-------- Dataset extract --------

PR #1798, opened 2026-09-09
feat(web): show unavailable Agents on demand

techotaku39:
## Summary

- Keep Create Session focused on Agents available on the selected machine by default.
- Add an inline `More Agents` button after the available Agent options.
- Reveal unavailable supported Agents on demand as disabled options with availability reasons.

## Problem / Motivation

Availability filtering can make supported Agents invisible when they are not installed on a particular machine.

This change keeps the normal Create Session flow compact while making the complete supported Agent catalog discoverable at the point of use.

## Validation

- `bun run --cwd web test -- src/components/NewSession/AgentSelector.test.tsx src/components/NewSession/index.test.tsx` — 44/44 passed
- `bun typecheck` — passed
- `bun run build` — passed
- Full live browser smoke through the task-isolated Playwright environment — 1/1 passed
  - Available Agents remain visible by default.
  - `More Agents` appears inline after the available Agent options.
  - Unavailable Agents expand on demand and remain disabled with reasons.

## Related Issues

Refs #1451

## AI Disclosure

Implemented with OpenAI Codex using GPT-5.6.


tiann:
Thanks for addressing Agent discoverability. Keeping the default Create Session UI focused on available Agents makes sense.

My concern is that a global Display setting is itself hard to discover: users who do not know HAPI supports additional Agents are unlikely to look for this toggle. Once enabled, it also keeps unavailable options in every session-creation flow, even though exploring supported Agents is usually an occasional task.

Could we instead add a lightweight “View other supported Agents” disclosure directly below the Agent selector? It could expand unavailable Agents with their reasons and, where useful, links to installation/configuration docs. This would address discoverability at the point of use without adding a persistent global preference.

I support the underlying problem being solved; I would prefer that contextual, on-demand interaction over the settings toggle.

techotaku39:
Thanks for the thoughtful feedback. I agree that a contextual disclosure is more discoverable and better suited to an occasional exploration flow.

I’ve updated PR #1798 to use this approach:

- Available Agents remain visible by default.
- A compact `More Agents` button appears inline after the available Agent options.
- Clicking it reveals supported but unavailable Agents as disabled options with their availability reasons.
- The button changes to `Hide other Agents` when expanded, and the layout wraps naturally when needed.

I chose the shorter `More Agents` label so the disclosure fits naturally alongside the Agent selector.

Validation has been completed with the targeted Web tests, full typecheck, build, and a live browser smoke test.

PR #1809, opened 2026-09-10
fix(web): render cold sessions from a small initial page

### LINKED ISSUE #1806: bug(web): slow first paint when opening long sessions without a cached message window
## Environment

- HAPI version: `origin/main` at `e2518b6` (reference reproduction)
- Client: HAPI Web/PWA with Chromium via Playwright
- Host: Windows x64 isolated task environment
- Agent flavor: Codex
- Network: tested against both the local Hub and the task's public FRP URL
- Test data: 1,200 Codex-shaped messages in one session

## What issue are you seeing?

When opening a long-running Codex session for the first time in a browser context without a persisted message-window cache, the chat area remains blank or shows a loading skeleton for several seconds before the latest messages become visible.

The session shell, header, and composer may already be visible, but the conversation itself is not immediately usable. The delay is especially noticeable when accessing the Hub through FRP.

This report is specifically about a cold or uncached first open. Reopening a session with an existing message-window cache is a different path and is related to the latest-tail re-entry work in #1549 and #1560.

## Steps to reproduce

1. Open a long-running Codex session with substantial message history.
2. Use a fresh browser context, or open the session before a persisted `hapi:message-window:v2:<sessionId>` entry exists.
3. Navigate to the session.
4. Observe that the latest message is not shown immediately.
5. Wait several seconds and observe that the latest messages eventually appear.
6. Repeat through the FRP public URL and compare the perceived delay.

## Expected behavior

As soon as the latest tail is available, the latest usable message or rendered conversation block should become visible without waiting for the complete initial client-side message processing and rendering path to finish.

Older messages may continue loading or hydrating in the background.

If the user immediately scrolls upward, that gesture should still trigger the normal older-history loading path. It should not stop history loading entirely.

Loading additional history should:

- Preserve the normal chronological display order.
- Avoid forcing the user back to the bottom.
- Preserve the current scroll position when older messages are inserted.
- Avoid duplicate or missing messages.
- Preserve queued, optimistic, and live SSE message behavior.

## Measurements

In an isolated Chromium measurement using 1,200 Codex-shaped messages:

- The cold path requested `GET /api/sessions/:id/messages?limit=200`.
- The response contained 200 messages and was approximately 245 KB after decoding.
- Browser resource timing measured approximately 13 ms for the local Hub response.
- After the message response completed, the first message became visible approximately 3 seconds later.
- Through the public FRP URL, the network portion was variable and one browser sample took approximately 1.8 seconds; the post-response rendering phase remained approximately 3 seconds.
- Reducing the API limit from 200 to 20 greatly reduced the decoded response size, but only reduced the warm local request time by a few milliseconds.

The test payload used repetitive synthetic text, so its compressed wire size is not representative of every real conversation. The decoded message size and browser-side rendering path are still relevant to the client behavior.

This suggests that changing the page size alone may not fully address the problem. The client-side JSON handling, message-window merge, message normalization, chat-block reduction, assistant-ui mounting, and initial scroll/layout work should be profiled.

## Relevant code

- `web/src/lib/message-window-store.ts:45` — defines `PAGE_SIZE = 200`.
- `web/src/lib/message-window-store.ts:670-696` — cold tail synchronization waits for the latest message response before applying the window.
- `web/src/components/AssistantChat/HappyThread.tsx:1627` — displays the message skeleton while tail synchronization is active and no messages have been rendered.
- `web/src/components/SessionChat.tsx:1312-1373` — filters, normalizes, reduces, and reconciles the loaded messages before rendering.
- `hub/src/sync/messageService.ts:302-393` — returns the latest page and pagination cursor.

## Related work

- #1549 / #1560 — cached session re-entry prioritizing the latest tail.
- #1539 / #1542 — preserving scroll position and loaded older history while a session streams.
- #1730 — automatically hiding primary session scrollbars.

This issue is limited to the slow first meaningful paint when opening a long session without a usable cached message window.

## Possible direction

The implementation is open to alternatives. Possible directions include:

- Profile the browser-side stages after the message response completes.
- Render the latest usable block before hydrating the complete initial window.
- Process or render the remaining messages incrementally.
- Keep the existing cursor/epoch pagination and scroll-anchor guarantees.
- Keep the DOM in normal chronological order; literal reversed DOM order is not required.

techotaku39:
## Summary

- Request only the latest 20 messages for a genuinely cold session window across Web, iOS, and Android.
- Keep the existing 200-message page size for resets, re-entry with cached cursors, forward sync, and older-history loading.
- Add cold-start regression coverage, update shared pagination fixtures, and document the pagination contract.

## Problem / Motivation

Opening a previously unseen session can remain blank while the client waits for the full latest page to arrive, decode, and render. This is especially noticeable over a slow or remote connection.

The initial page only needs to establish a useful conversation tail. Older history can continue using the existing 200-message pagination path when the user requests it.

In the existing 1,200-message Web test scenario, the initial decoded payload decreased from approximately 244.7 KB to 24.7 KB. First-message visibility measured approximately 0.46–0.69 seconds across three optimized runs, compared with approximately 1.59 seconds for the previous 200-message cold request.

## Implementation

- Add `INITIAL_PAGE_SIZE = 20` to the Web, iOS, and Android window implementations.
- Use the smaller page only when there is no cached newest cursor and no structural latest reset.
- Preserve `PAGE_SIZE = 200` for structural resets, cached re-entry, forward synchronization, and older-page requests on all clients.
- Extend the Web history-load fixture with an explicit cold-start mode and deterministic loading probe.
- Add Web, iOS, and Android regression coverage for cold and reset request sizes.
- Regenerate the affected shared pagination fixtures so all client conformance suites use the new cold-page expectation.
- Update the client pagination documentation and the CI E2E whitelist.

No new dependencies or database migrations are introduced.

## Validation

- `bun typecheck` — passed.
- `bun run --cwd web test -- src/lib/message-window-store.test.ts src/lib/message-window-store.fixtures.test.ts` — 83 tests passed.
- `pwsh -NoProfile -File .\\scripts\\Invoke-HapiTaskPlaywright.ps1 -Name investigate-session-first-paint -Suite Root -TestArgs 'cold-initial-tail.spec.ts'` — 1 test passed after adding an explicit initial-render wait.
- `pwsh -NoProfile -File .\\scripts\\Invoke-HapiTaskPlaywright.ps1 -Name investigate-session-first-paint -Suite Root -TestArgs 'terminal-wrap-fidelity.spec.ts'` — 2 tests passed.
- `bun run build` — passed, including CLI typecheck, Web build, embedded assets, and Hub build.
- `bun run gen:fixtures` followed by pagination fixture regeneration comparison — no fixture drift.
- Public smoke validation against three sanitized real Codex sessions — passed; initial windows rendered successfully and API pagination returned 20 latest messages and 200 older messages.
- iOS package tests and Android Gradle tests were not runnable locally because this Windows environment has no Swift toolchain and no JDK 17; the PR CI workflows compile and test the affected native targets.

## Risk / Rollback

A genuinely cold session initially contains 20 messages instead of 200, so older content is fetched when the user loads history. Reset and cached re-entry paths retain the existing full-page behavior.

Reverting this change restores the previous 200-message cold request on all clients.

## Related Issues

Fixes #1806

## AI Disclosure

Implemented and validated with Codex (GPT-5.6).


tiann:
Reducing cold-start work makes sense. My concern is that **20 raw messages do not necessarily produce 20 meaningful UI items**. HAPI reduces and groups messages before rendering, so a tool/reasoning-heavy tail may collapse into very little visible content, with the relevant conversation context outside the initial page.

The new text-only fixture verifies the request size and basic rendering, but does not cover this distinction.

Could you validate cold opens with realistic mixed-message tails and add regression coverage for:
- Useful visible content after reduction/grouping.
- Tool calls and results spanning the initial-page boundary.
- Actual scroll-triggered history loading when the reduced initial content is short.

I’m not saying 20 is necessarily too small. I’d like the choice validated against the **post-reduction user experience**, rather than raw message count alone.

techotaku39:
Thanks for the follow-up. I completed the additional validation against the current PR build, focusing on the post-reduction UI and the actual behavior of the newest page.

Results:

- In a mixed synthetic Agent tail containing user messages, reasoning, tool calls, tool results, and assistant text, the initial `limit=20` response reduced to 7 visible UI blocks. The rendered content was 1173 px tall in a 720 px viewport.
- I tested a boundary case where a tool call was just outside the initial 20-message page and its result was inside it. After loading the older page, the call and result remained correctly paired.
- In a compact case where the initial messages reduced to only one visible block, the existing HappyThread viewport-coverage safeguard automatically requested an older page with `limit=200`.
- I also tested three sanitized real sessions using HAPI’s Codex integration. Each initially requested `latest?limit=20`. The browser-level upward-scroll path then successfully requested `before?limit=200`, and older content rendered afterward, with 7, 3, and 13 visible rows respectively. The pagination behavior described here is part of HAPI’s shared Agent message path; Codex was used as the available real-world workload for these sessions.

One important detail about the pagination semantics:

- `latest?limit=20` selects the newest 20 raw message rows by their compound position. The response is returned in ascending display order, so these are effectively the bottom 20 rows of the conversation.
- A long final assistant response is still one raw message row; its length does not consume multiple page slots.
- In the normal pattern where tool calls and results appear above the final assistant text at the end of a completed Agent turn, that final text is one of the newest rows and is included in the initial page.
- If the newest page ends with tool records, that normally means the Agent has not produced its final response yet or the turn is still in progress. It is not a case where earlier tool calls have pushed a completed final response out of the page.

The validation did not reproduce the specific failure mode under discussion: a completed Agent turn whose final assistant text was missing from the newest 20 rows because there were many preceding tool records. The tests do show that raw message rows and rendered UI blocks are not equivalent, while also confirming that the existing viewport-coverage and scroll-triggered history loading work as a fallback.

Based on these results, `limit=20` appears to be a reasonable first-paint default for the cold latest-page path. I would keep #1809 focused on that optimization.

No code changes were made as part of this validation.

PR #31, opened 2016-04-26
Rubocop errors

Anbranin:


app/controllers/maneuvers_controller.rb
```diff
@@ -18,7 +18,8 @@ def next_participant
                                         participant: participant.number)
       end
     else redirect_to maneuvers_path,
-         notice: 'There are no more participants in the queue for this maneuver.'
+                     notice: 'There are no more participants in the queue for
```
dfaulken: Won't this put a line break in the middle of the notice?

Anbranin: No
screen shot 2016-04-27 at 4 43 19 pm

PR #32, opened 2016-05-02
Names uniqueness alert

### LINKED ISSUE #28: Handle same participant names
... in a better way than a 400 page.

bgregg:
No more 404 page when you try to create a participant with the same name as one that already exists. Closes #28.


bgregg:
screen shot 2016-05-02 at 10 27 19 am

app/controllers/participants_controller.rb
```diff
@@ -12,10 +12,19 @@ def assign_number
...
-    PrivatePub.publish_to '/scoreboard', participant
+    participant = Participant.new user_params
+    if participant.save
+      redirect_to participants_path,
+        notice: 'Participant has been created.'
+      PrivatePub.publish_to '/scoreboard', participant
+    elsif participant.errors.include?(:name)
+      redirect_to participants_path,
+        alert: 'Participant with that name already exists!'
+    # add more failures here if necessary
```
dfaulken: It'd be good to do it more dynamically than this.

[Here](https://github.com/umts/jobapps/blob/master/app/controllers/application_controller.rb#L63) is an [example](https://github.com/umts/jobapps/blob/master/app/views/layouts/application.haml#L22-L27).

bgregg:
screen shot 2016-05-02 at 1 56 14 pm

--------

◆ Task goal:
Could you copy every line in the records that holds "scoreboard"?

◆ Exercise solution:
-    PrivatePub.publish_to '/scoreboard', participant
+      PrivatePub.publish_to '/scoreboard', participant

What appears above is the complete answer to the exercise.